Start of SUPPLIED RECORDS

PR #1121, opened 2025-09-26
Feat/auth cpc 1444 handle expired sessions

AlexRemiNoel:
**JIRA:**https://champlainsaintlambert.atlassian.net/browse/CPC-1444
Context:

When the tocken expires it deletes it when you press the home button

no

Reviewers need to check for any changes to the
.vscode folder and add a comment about it to their review comments.
Changes

only the axios error handler
Does this use the v2 API?:

no

no
Dev notes (Optional)

Quick fix for now might need to implement refresh tokens later

### DIFF
--- a/petclinic-frontend/src/shared/api/axiosErrorResponseHandler.ts
+++ b/petclinic-frontend/src/shared/api/axiosErrorResponseHandler.ts
@@ -17,10 +17,10 @@ export default function axiosErrorResponseHandler(
 ): void {
   const redirectPath = errorPageRedirects[statusCode];
   if (statusCode ==401){
-      console.log("redirect to logout");
+      console.log("clear the tocken");
       localStorage.removeItem("token");
       localStorage.clear()
-      router.navigate('/logout')
+      router.navigate('/home')
   if (redirectPath) {
     // log for easy debug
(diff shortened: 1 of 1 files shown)


jeremy-misola:
if it works it works, at least theres a temporary fix to it so we don't have to open incognito every 2 seconds. I'll make another ticket for integrating an actual token refresh strategy

petclinic-frontend/src/shared/api/axiosErrorResponseHandler.ts
```diff
@@ -16,13 +16,17 @@ export default function axiosErrorResponseHandler(
...
-
-  if (redirectPath) {
-    // log for easy debug
-    console.error(`Redirecting to ${redirectPath} due to error:`, error);
-    router.navigate(redirectPath);
-  } else {
-    // log whatever that wasn't handled
-    console.error('Unhandled error:', error, 'Status code:', statusCode);
+  if (statusCode == 401) {
+    localStorage.removeItem('token');
```
DylanBrass, line 20: There is no token in the local storage

DylanBrass (changes requested):

DylanBrass:
Do not resolve comments that have not been resolved.

jeremy-misola (approved):
looks fine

End of SUPPLIED RECORDS

→ **EXERCISE BRIEF**
Only the lines from the beginning of the listing through the line containing "Dev notes (Optional)" are wanted, each restated word for word.

→ **SOLUTION TO THIS TASK**
PR #1121, opened 2025-09-26
Feat/auth cpc 1444 handle expired sessions

AlexRemiNoel:
**JIRA:**https://champlainsaintlambert.atlassian.net/browse/CPC-1444
Context:

When the tocken expires it deletes it when you press the home button

no

Reviewers need to check for any changes to the
.vscode folder and add a comment about it to their review comments.
Changes

only the axios error handler
Does this use the v2 API?:

no

no
Dev notes (Optional)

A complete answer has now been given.